My first article on this site I want to dedicate such important topic as planning of company business revenue. Well let’s start.

First of all we need to give some revenue definition.

A revenue is an increasing of company’s assets as a result of the sale of goods, services, works or other operations.

The total revenue of non-financial companies can be divided into the following types:

  • Operating revenue
  • Financial revenue
  • Investment revenue
  • Other revenue

1. Operating revenue.

Operating revenue is the income received by the company as a result of its manufacturing, service or retail business.

The value of this revenue will be based on the specific company.

If the company is engaged in manufacturing, its operating revenue will be based on the manufacturing capacity, average percentage of product sales and prices.

If the company engaged in trading, its operating (sales) revenue will be based on the value of forecasted turnover, which should be determined by each individual product group.

If the company is engaged in services or execution of works, its operating revenue will be based on the average number and value of orders.

For most companies operating revenues are the main form of revenues. I will describe an example of planning of operating revenue for manufacturing company in one of the next posts.

2. Financial revenue.

Financial revenue is the income received by the company in the form of interest on loans or deposits.

Financial revenue from loans based on the value of the loans, terms of the loans and their rate.

Financial income on deposits based on the amount of deposits, terms of deposits and interest on deposits.

3. Investment revenue.

Investment revenue is the income that company receives in the form of dividends on the investments or by the sale of securities.

Investment income from dividends is difficult to planning, because its size depends on the performance of investments. Also, if the company does not own a controlling block of shares in the facility of investment, it can not affect to the amount of dividends. Planning for this income should be carried out by analyzing the subject of investment and behavior analysis of the major shareholders.
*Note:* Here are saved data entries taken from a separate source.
PR #4837, opened 2020-05-06
Pending coinbase, hoist versioned types

psteckler:
Hoist versioned modules, `Stack`, `Hash`, `Merkle_tree`, and the versioned type for `Pending_coinbase` itself outside `Pending_coinbase.Make`, to avoid linter warnings.

There remains one linter warning for `Coda_base`.

### DIFF
--- a/src/lib/staged_ledger_hash/staged_ledger_hash.ml
+++ b/src/lib/staged_ledger_hash/staged_ledger_hash.ml
@@ -1,5 +1,6 @@
-[%%import
+(* [%%import
 "../../config.mlh"]
+*)
 
 open Core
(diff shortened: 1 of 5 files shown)


src/lib/staged_ledger_hash/staged_ledger_hash.ml
```diff
@@ -1,5 +1,6 @@
-[%%import
+(* [%%import
```
mrmr1993, line 1: I don't think you meant to commit this.

psteckler: oops

PR #4839, opened 2020-05-06
Move fake_accounts_target to genesis_constants

mrmr1993:
This PR
* removes the `fake_accounts_target` compile-time variable
* adds `fake_accounts_target` to `Genesis_constants.t`
* stores the number of accounts in a generated ledger as `fake_accounts_target`
* adds flexible parsing for the configuration file
  - ie. missing fields will now be set as none, instead of raising a JSON parsing error

This gives us a way of distinguishing configurations with the same 'base' ledger, but different numbers of fake accounts.

Checklist:

### DIFF
--- a/src/app/runtime_genesis_ledger/runtime_genesis_ledger.ml
+++ b/src/app/runtime_genesis_ledger/runtime_genesis_ledger.ml
@@ -107,7 +107,10 @@ let get_accounts accounts_json_file n =
   in
   let num_real_accounts = List.length real_accounts in
   let num_fake_accounts = max 0 (n - num_real_accounts) in
-  let num_accounts = num_real_accounts + num_fake_accounts in
+  let num_accounts =
+    Option.some_if (num_fake_accounts > 0)
+      (num_real_accounts + num_fake_accounts)
+  in
   let all_accounts =
     let fake_accounts =
       Account_config.Fake_accounts.generate num_fake_accounts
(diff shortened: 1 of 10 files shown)


src/app/runtime_genesis_ledger/runtime_genesis_ledger.ml
```diff
@@ -160,18 +166,21 @@ let main accounts_json_file dir n constants_file =
...
-          ledger )
+          (ledger, num_accounts) )
     with
-    | Ok ledger ->
+    | Ok (ledger, num_accounts) ->
         let genesis_constants =
           read_write_constants constants_file constants_path
+            ~f:(fun (genesis_constants : Genesis_constants.t) ->
+              (* Store the true number of accounts in the configuration. *)
+              {genesis_constants with fake_accounts_target= num_accounts} )
```
deepthiskumar, line 183: Looks like `num_accounts` here includes real accounts as well but it needs to be the number of fake accounts only

mrmr1993: I was guided by previous uses of `fake_accounts_target` as total number of accounts, see `src/lib/genesis_ledger/testnet_postake_ledger.ml`. I'll change the name.

mrmr1993: Done.

Issue #4644, opened 2020-04-04
Require tests in %%versioned_binable modules


psteckler:
The linter already enforces that the first argument to `Of_binableN` functors is a stable-versioned module.

But the serialization of a type could also change if the second argument with `to_binable` and `of_binable` functions changes. The script to detect changes is not enough -- the second argument could pull in a new definition of `to_binable`, say, while the text does not change.

So `%%versioned_binable` should require a `Tests` submodule, just as `%%versioned_asserted` does.

psteckler:
That said, almost every stable-versioned type is vulnerable to a changed-semantics-of-stable-text change.

If we have a type definition:
```ocaml
type t = Foo.Stable.V1.t
```
the module named `Foo` could change over time. We don't require serialization tests in this case (it would be too much trouble to do for each type definition).

So the CI scripts that detect changes to stable-versioned types would not detect such a change. Maybe we just live with the possibility that the second argument to `Of_binable` functors could also change, and hope that developers know they should not change such argument.

PR #4840, opened 2020-05-06
Move Binable.Of_stringable to versioned module

psteckler:
The linter in `ppx_coda` flags `Binable.Of...` functor applications outside versioned modules, because those create serializations.

Moved `Binable.Of_stringable` inside `Data_hash.Make_full_size` to a versioned module outside the functor.

Removed the errors-as-warnings flag to `ppx_coda` in the `Coda_base` dune file.

### DIFF
--- a/src/lib/coda_base/data_hash.ml
+++ b/src/lib/coda_base/data_hash.ml
@@ -137,6 +137,28 @@ struct
   [%%endif]
 end
 
+module T0 = struct
+  module Arg = struct
+    type t = Field.t [@@deriving sexp, compare, hash]
+
+    [%%define_locally
+    Field.(to_string, of_string)]
+  end
+
+  [%%versioned_binable
+  module Stable = struct
+    module V1 = struct
+      type t = Field.t [@@deriving sexp, compare, hash]
+
+      type _unused = unit constraint t = Arg.t
+
+      let to_latest = Fn.id
+
+      include Binable.Of_stringable (Arg)
+    end
+  end]
+end
+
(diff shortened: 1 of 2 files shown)


src/lib/coda_base/data_hash.ml
```diff
@@ -137,6 +137,28 @@ struct
...
+  [%%versioned_binable
+  module Stable = struct
+    module V1 = struct
+      type t = Field.t [@@deriving sexp, compare, hash]
+
+      type _unused = unit constraint t = Arg.t
+
+      let to_latest = Fn.id
+
+      include Binable.Of_stringable (Arg)
```
mrmr1993, line 157: Shouldn't this have serialisation tests?

src/lib/coda_base/data_hash.ml
```diff
@@ -137,6 +137,28 @@ struct
   [%%endif]
 end
 
+module T0 = struct
+  module Arg = struct
```
mrmr1993, line 141: I think this can be inlined as
```ocaml
module V1 = struct
  module T = struct
    ...
```
instead of repeating the definition.

src/lib/coda_base/data_hash.ml
psteckler: This was the issue #4644, should `%versioned_binable` modules require tests, which I decided against, in general.

This is a special case, though, where the argument to `Binable.Of_string` is imported, and the stringification could change. I'll add tests outside the `Stable` module.

PR #8898, opened 2021-05-17
Changes for OCaml 4.11.2

psteckler:
Allow source code to be compiled with OCaml 4.11.2.

A couple of earlier PRs made some of the needed changes:

  - #8929: use type-specific equalities, rather than polymorphic equality
  - #8957: type annotations for `ignore` arguments

Other boilerplate changes:

  - use `[@sexp.opaque]` annotations on types instead of the `sexp_opaque` type constructor (this one breaks the versioned-type-change linter test in CI; that's a spurious failure)
  - type annotations on some SQL query parameters, which would otherwise fail
  - `let%bind` and `let%map` with specified modules no longer mention `Let_syntax`; instead of `Async.Deferred`, use just `Async`
  - ppx code changed to reflect changes to AST structure

The `opam.export` file has been updated to use Jane St packages compatible with 4.11.2. Other packages have been updated as well. There are a few changes related to changes in the Jane St library structure (`Heap` becomes `Paired_heap`, for example).

The Docker Rosetta and toolchain files have been updated.

Warning 67, "unused functor parameter", is disabled for some signatures, which wasn't being reported in 4.07.1.

The submodules for forked libraries `async_kernel`, `graphql_ppx`, `ppx_optcomp`, and `rpc_parallel` have been updated, and `README`s added to them to describe the forks. `ppx_version`, not a fork, is updated.

A fork of `ppx_deriving_yojson` was created, and added as a submodule, because the latest version compatible with other libraries generates polymorphic equality checks. That's a temporary situation, more recent versions of the library should work when OCaml and Jane St libraries are updated again.

Updated the submodule references to `MinaProtocol` from `CodaProtocol` where applicable.


lk86 (approved):
Reviewed all non-ml files and they look solid

src/lib/rocksdb/database.ml
```diff
@@ -165,10 +165,6 @@ let%test_unit "checkpoint read" =
                 ~expect:cp_sorted cp_alist ;
               close db ;
               close cp ;
-              let%bind () = File_system.remove_dir db_dir in
```
mrmr1993, line 168: Do we need to remove these calls as part of this upgrade?

src/lib/rosetta_models/enums.ml
```diff
@@ -2,10 +2,10 @@ type curvetype = (* pallas *) string [@@deriving yojson, show]
 
 type signaturetype = (* schnorr_poseidon *) string [@@deriving yojson, show]
 
-type coinaction = () [@@deriving yojson, show, eq]
+type coinaction = unit [@@deriving yojson, show, eq]
```
mrmr1993, line 5: These are supposed to be distinct constructors so that they don't accidentally alias. Could you replace these with named constructors?

mrmr1993 (changes requested):

src/lib/rocksdb/database.ml
psteckler: I'd removed them because we get: `pthread lock: Invalid argument`.

I'll see if I can work around that.

psteckler: After removing these calls, and running the unit test, the temp directories no longer exist in `/tmp`. Could it be the unit test framework knows to do this?

src/lib/rosetta_models/enums.ml
psteckler: using constructors like `Coin_action` ... seems to work.

src/lib/downloader/downloader.ml
```diff
@@ -14,14 +14,14 @@ module Job = struct
   let result t = Ivar.read t.res
 end
 
-type 'a pred = 'a -> bool
+type 'a pred = 'a -> bool [@@deriving sexp]
```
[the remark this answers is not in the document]
psteckler: I'm changing that to `sexp_of`, which propagates to some types that depend on this type, everything still builds.

mrmr1993 (approved):
Changes address my concerns. Looks good, great job!

src/lib/network_pool/snark_pool.ml
```diff
@@ -1133,34 +1133,10 @@ let%test_module "random set test" =
...
-            let open Mock_snark_pool.Resource_pool.Diff in
-            let compare x y =
-              match (x, y) with
-              | Add_solved_work (stmt1, _), Add_solved_work (stmt2, _) ->
-                Transaction_snark_work.Statement.compare stmt1 stmt2
-              | _ ->
-                assert false
-            in
-            [%test_eq: Mock_snark_pool.Resource_pool.Diff.t list]
-              (List.sort  ~compare rebroadcastable3)
```
mrmr1993: Didn't you add these to make the unit test pass?

psteckler: I added the sorting, yes. The equality tests were deleted in `compatible`, for whatever reason.

psteckler: I think the equality checks have been moved to `check_work`.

Investment income from the sale of securities depends on the situation on the stock market. Its value is determined based on the number of securities proposed to be sold and the projected cost of sales.

4. Other revenues.

Other revenues include all types of income that company can receive, other than operational, financial and investment revenues. Other revenues may include:

  • Private financial aid and grants
  • State financial aid or tax revenue
  • Amounts of received insurance
  • Income from the lease of premises or equipment if it is not the main activity of the company
  • Income from currency fluctuations if the company carries out foreign activities
  • Received fines, penalties, and other revenues.

In order to predict the total revenue of a company we must separately predict the expected revenues on all the above groups and then add all the results.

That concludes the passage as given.